A new cuckoo search algorithm with hybrid strategies for flow shop scheduling problems

作者:Wang, Hui*; Wang, Wenjun; Sun, Hui; Cui, Zhihua; Rahnamayan, Shahryar; Zeng, Sanyou
来源:Soft Computing, 2017, 21(15): 4297-4307.
DOI:10.1007/s00500-016-2062-9

摘要

Cuckoo search (CS) is a recently developed meta-heuristic algorithm, which has shown good performance on many continuous optimization problems. In this paper, we present a new CS algorithm, called NCS, for solving flow shop scheduling problems (FSSP). The NCS hybridizes four strategies: (1) The FSSP is a typical NP-hard problem with discrete characteristics.
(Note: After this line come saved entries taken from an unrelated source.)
PR #84, opened 2017-04-30
Remove folder's pictures when deleting an article

Ydrasil:


blog/models.py
```diff
@@ -81,6 +82,11 @@ def image(self):
         if len(self.images):
             return self.images[0]
 
+    def delete(self):
```
vinyll: Because you are overriding the `delete` method that is native, you're not sure what it arguments are passing. You should therefore relay them:
```def delete(self, *args, **kwargs)```

You're looping into a recursion when calling `delete()` in the `delete()` method.
When overriding a method you should anyways call the parent method that does a bunch of things:

```
super(Article, self).delete(*args, **kwargs)
```

**Review by vinyll — CHANGES_REQUESTED** [review]
We need a test to cover this as it may get dangerous deleting files.

File: blog/models.py (hunk 1 above)
Comment (Ydrasil) [reply blog/models.py]: I've try the code before and after the changes and the code works good. The article is correctly remove and the picture's folders too

Comment (vinyll) [reply blog/models.py]: I'm sure you have manually tested and it works fine today.
Adding a test [in the articles test file](https://github.com/neomad-team/neomad.org/blob/master/blog/test.py) would permit:
- to avoid any regression when we will update the model and avoid manually test again in the future when updating the code
- to code-prove users that we *actually* delete their files when they request us to do so
- to get CircleCI performing the test of this sensitive and invisible feature for us
- to ensure we don't ever saturate the server with orphan files.

We may do this in an additional commit if it feels better for you.
I can also pair on writing test for this feature or take it over.
Let me know ;)

File: blog/models.py [hunk 2]
```diff
@@ -81,6 +82,11 @@ def image(self):
         if len(self.images):
             return self.images[0]
 
+    def delete(self, *args, **kwargs):
+        super(Article, self).delete(*args, **kwargs)
```
vinyll: When overriding a method and still calling its parent, we should always at least pass the same parameters (that you now do) but also return what the parent returns. It may be `None` today but a boolean, a count or other values in the future parent method updates.
Example of how to achieve this:
```
parent = super(…
…
return parent
```

vinyll (changes requested):

blog/models.py
Ydrasil: I'll try on my side, if I get stuck on something too long, I'll say it to you :wink:

Ydrasil:
@vinyll Now I think its ok :pray:

vinyll:
I guess you forgot to commit @Ydrasil, there are 3 new empty files.
Why are you creating /test/ folder instead of using the already running and dedicated file at https://github.com/neomad-team/neomad.org/blob/master/blog/test.py?

you should be able to run tests with `python -m unittest`

Ydrasil:
My bad, its commited now

test/blog/articles.py
```diff
@@ -0,0 +1,20 @@
+import os
+import unittest
+
+from bin.fixtures import create_article
+from blog.models import Article
+
+
+class ArticleTest(unittest.TestCase):
```
vinyll: This class [already exists](https://github.com/neomad-team/neomad.org/blob/master/blog/test.py#L6)
You should append your method to that class.

blog/test.py
```diff
@@ -1,6 +1,8 @@
+import os
 from unittest import TestCase
 
 from .models import Article
+from bin.fixtures import create_article
```
vinyll: A lib or test should not call a bin script.
You could simply create a _dummy_ article. See below.

blog/test.py
```diff
@@ -20,3 +22,16 @@ def test_content_cleaned_html(self):
         article = Article(title='',
                           content='<p><em>emphased content</em><i>also emphased</i></p>').save()
         self.assertEqual(article.content, '<p><em>emphased content</em><em>also emphased</em></p>')
+
+    def test_delete_article_and_folders_pictures(self):
```
vinyll: Just make it simple:

1. create an article [like we do here](https://github.com/neomad-team/neomad.org/blob/master/blog/test.py#L8)
2. check the folder exists
3. delete the article
4. ensure the folder is deleted

All in all, it would look like:
```
article = Article(title='', content='<p>content</p>').save()
self.assertTrue(os.path.isdir(article.get_images_path())
article.delete()
self.assertFalse(os.path.isdir(article.get_images_path())
```

vinyll (changes requested):
- Changing the _bin/fixtures.py_ might be interesting for duplication but it out of the scope of this PR (deleting an article).
- Do not import a bin file into a lib nor test. bin files are final execution files and subject to change or deletion.
- KISS your test ;)

vinyll:
_bin_ file should be reset and not imported into a module.

Ydrasil:
@vinyll Changes done and conflict resolved

vinyll:
Do you still need to `import os` in the test file?
I guess in this PR you could also reset the bin file to its original version?

Ydrasil:
I use `os` in a test, so I think that I can't remove the `import os`
I'll reset the bin file in this PR

vinyll (approved):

To deal with the discrete variables, the smallest position value (SPV) rule is employed to convert continuous solutions into discrete job permutations; (2) To generate high quality initial solutions, a new method based on the Nawaz-Enscore-Ham (NEH) heuristic is used for population initialization; (3) A modified generalized opposition-based learning (GOBL) is utilized to accelerate the convergence speed; and (4) To enhance the exploitation, a local search strategy is proposed. Experimental study is conducted on a set of Taillard's benchmark instances. Results show that NCS obtains better performance than the standard CS and some other meta-heuristic algorithms.